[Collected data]
-*-*-

PR #3088, opened 2026-08-13
SWC-7928 reorder grid columns

afwillia:
Add a button to the grid that opens a dialog to reorder columns
button
dialog

### DIFF
--- a/packages/synapse-react-client/src/components/DataGrid/SynapseGrid.tsx
+++ b/packages/synapse-react-client/src/components/DataGrid/SynapseGrid.tsx
@@ -472,16 +472,7 @@ function SynapseGridInner({
                     spacing={1}
                     sx={{ justifyContent: 'flex-end' }}
                   >
-                    <GridMenuButton
-                      variant="outlined"
-                      startIcon={<HelpOutline />}
-                      href="https://docs.synapse.org/synapse-docs/managing-metadata-with-curator"
-                      target="_blank"
-                      rel="noopener noreferrer"
-                      sx={{ mr: 'auto' }}
-                    >
-                      Help and Instructions
-                    </GridMenuButton>
+                    {/* Keep this sync indicator first in the stack, otherwise it will cause other buttons to shift */}
                     {(!hasCompletedInitialSync || isSyncing) && (
                       <Box
                         sx={{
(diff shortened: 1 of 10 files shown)


packages/synapse-react-client/src/components/DataGrid/utils/computeDefaultColumnOrder.ts
```diff
@@ -0,0 +1,32 @@
+import { JSONSchema7 } from 'json-schema'
+
+/**
+ * Computes the "default" column display order: the order properties are defined in the JSON schema,
+ * with any columns not present in the schema appended afterward in their identity-index order.
+ */
+export function computeDefaultColumnOrder(
+  columnNames: string[],
+  jsonSchema: JSONSchema7 | undefined,
+): number[] {
```
nickgros, line 12: This is a good idea! You might also consider including an optional `upsertKeyColumnNames` parameter and make sure that those are always first, when provided.

packages/synapse-react-client/src/components/DataGrid/SynapseGrid.tsx
```diff
@@ -487,6 +498,12 @@ function SynapseGridInner({
                     )}
```
nickgros, line 489: This is kind of unrelated but while you're here can you move this status so it's first in this `Stack` (and add a comment that it should stay there)?

The reason is because this appears and disappears, so the position of the "Help and Instructions" button doesn't stay consistent. A user could try to click it right as it moves.

packages/synapse-react-client/src/components/DataGrid/components/ReorderColumnsButton.tsx
```diff
@@ -0,0 +1,45 @@
...
+          onSave={newColumnOrder => {
+            onReorder(newColumnOrder)
+            setShowDialog(false)
+          }}
+          onCancel={() => setShowDialog(false)}
+        />
+      )}
+      <GridMenuButton
+        variant="outlined"
+        startIcon={<SwapVert />}
```
nickgros: May want to use SwapHoriz (or get design feedback) on this. SwapVert I think is closer to how the dialog UX works but SwapHoriz is probably closer to how a user would find the button they want (because they want to move the actual columns left or right)

nickgros (approved):
Looks great, had a few suggested enhancements but that doesn't block merging if you want to go with this

nickgros (approved):

PR #3093, opened 2026-08-17
PORTALS-4377

jay-hodgson:
Small update to the AR editor.  isDUCRequired must be set to true to use the eDUC template.
Screenshot 2026-08-17 at 2 30 19 PM
Screenshot 2026-08-17 at 1 42 13 PM

Screenshot 2026-08-17 at 1 42 49 PM
Screenshot 2026-08-17 at 1 42 30 PM
Note, fails to fetch due to CORS.  Verified that directly loading the synapse.org FHA portal servlet URL successfully downloads the file.  The preview should work properly in the staging/prod environment.
Screenshot 2026-08-17 at 2 34 09 PM

### DIFF
--- a/packages/synapse-react-client/src/utils/hooks/useFetchBlobUrl.ts
+++ b/packages/synapse-react-client/src/utils/hooks/useFetchBlobUrl.ts
@@ -1,0 +1,38 @@
+import { useEffect, useState } from 'react'
+
+/**
+ * Fetches a URL with credentials and returns a blob object URL.
+ * The object URL is revoked when the hook unmounts or the URL changes.
+ */
+export function useFetchBlobUrl(url: string | undefined): {
+  blobUrl: string | undefined
+  error: Error | undefined
+} {
+  const [blobUrl, setBlobUrl] = useState<string | undefined>()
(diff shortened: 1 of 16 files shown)


packages/synapse-react-client/src/utils/hooks/useFetchBlobUrl.ts
```diff
@@ -0,0 +1,38 @@
+import { useEffect, useState } from 'react'
+
+/**
+ * Fetches a URL with credentials and returns a blob object URL.
+ * The object URL is revoked when the hook unmounts or the URL changes.
+ */
+export function useFetchBlobUrl(url: string | undefined): {
```
nickgros, line 8: Please take a look at `usePreFetchResource` to see if it makes sense to extend an existing hook in that file, or to use some of the logic that's already there.

If we need a new hook like this one, we should use react-query instead of a bare `useEffect`

jay-hodgson: Updated to continue to be two hooks with different intents that now share an implementation utility (`useCreateUrlForData`)

nickgros (approved):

-*-*-

*What the task requires:* Where a line of the data contains "string", include it in the tally, and answer with the tally alone.

*Reply to the exercise:* 5